Recently I was learning some properties of asymptotic expansions. One property is: if $$f(z)\sim a_0+\frac{a_1}{z}+\frac{a_2}{z^2}+\cdots$$ as $z\to \infty$, then $$\int_z^\infty f(\zeta)-a_0-\frac{a_1}{\zeta} \,\mathrm{d}\zeta\sim \sum_{n=2}^\infty \frac{a_n}{(n-1)z^{n-1}}$$ holds independently of the path from $z$ to $\infty$ as long as all paths lie in a wedge-shaped region $\alpha<\arg(z)<\beta$.
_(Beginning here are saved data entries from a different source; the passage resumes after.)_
PR #207, opened 2017-11-22
Add Expecto.Flip.Expect module to .NET Standard version

inosik:
The `Expecto.Flip.Expect` module is missing in the .NET Standard version.


AnthonyLloyd:
Great Thanks

Issue #223, opened 2018-02-27
Request: config option to pick name for logging (not hardcoded to "Expecto")


rmunn:
Currently when [Expecto sets up logging](https://github.com/haf/expecto/blob/dd476c4066b0e472a682598af72fd7f2d4ad6e86/Expecto/Expecto.fs#L415), it uses the name "Expecto" (hardcoded) for the logger name, so that any log output from Expecto has `<Expecto>` printed at the end. If you run several instances of Expecto at once, it can become unclear which log message comes from which instance.

The use case that leads me to ask for this is https://github.com/TheAngryByrd/MiniScaffold/, which runs Expecto tests under three different frameworks (currently `net461`, `netcoreapp1.1`, and `netcoreapp2.0`) by default. It runs all three tests in parallel, which can sometimes result in output like the following:

```plaintext
[10:29:27 INF] EXPECTO? Running tests... <Expecto>
[10:29:28 INF] EXPECTO! 1 tests run in 00:00:00.0955849 – 1 passed, 0 ignored, 0 failed, 0 errored. ᕙ໒( ˵ ಠ ╭͜ʖ╮ ಠೃ ˵ )७ᕗ <Expecto>
watch : Exited
watch : Waiting for a file to change before restarting dotnet...
[10:29:28 INF] EXPECTO? Running tests... <Expecto>
[10:29:28 INF] EXPECTO? Running tests... <Expecto>
[10:29:28 INF] EXPECTO! 1 tests run in 00:00:00.1374021 – 1 passed, 0 ignored, 0 failed, 0 errored. ᕙ໒( ˵ ಠ ╭͜ʖ╮ ಠೃ ˵ )७ᕗ <Expecto>
[10:29:28 INF] EXPECTO! 1 tests run in 00:00:00.0931585 – 1 passed, 0 ignored, 0 failed, 0 errored. ᕙ໒( ˵ ಠ ╭͜ʖ╮ ಠೃ ˵ )७ᕗ <Expecto>
watch : Exited
watch : Waiting for a file to change before restarting dotnet...
watch : Exited
watch : Waiting for a file to change before restarting dotnet...
```

If one of the frameworks had had a test failure while the other two passed, it would be hard for me to tell which test had failed. Was it the `netcoreapp1.1` framework? The `net461` framework? I don't know.

[...]

PR #224, opened 2018-02-28
Allow specifying log name at command line

rmunn:
A simple way to implement #223 without too many changes to the code.

### DIFF
--- a/Expecto/Expecto.fs
+++ b/Expecto/Expecto.fs
@@ -412,7 +412,8 @@ module Impl =
   open Helpers
   open Mono.Cecil
 
-  let logger = Log.create "Expecto"
+  let mutable logger = Log.create "Expecto"
+  let setLogName name = logger <- Log.create name
 
   type TestResult =
     | Passed
@@ -830,6 +831,8 @@ module Impl =
       printer : TestPrinters
       /// Verbosity level (default: Info).
       verbosity : LogLevel
+      /// Process name to log under (default: "Expecto")
+      logName : string option
       /// Optional function used for finding source code location of test
       /// Defaults to empty source code.
       locate : TestCode -> SourceLocation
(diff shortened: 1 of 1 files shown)


Expecto/Expecto.fs
```diff
@@ -1611,6 +1618,9 @@ module Tests =
     Global.initialiseIfDefault
       { Global.defaultConfig with
           getLogger = fun name -> LiterateConsoleTarget(name, config.verbosity, consoleSemaphore = Global.semaphore()) :> Logger }
+    match config.logName with
```
haf: option.logName |> Option.iter setLogName

rmunn: Done.

AnthonyLloyd:
Thanks. I will hold this here until I get ok from downstream repos that they can release. Its breaking so should be a major version for all of us, will check.

rmunn:
I would think that adding a command-line parameter would be the equivalent of adding a new API, a minor version number bump rather than a major bump (e.g., from 5.1 to 5.2 instead of to 6.0) since it's backwards-compatible (any build scripts that relied on the old API aren't affected since they don't use the new command-line parameter anyway).

Is there any reason why adding a new command-line parameter would be backwards-incompatible, i.e. would cause older build scripts to break?

rmunn:
... Ah, but it's not *necessarily* backwards-compatible for anyone using the `ExpectoConfig` record type, because that type has grown an extra item. Anyone who uses `let config = { defaultConfig with verbosity = Something }` would still find it backwards-compatible at a source level, but not necessarily at a compiled-DLL level.

Yeah, if it *could* be non-backwards-compatible, them by SemVer rules, we need to bump the major version number.

haf:
Better to bump major if it's not definitely backwards compatible and get people into that flow.

AnthonyLloyd:
yep, its going to be 6.0.0

PR #235, opened 2018-03-22
Minor grammar fix

rmunn:
The pronoun "his" feels wrong in English for an impersonal object like a test; "its" is the right pronoun here.


haf:
@rmunn thanks!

The definition of asymptotic expansion is $$f(z)\sim a_0+\frac{a_1}{z}+\frac{a_2}{z^2}+\cdots$$ as $z\to \infty$ (The series is not necessarily convergent) iff for any $N$, $$\frac{f(z)-a_0-\cdots-\frac{a_N}{z^N}}{\frac{1}{z^N}}\to 0$$ as $z\to\infty$.
My attempt
$$|\int_z^\infty \left(f(\zeta)-a_0-\frac{a_1}{\zeta} \right)\mathrm{d}\zeta-\frac{a_2}{z}-\cdots-\frac{a_{N+1}}{N z^N}|= |\int_z^\infty \left(f(\zeta)-a_0-\frac{a_1}{\zeta}-\frac{a_2}{\zeta^2}-\cdots-\frac{a_{N+1}}{\zeta^{N+1}} \right)\mathrm{d}\zeta|$$ Fix $\epsilon>0$, it suffices to show the above expression is less than $\epsilon |z|^{-N}$ when $|z|$ large enough.
By definition of asymptotic expansions, we can find $R$ such that $$|f(z)-a_0-\frac{a_1}{z}-\frac{a_2}{z}-\cdots-\frac{a_{N+1}}{z^{N+1}}|<\epsilon |z|^{-N-1}$$ when $|z|>R$.
If I estimate the integrand by the bound, I get something like $$\int_z^\infty \epsilon |\zeta|^{-N-1} |\mathrm{d}\zeta|$$ If the path is along the real axis, the proof is finished. However, I have no idea how to deal with the case involved a complex path. Additionally, I'm not sure if $f(z)$ is analytic or if $\int_z^\infty f(\zeta)-a_0-\frac{a_1}{\zeta} \mathrm{d}\zeta$ is well defined(finite?, independent of path?) either.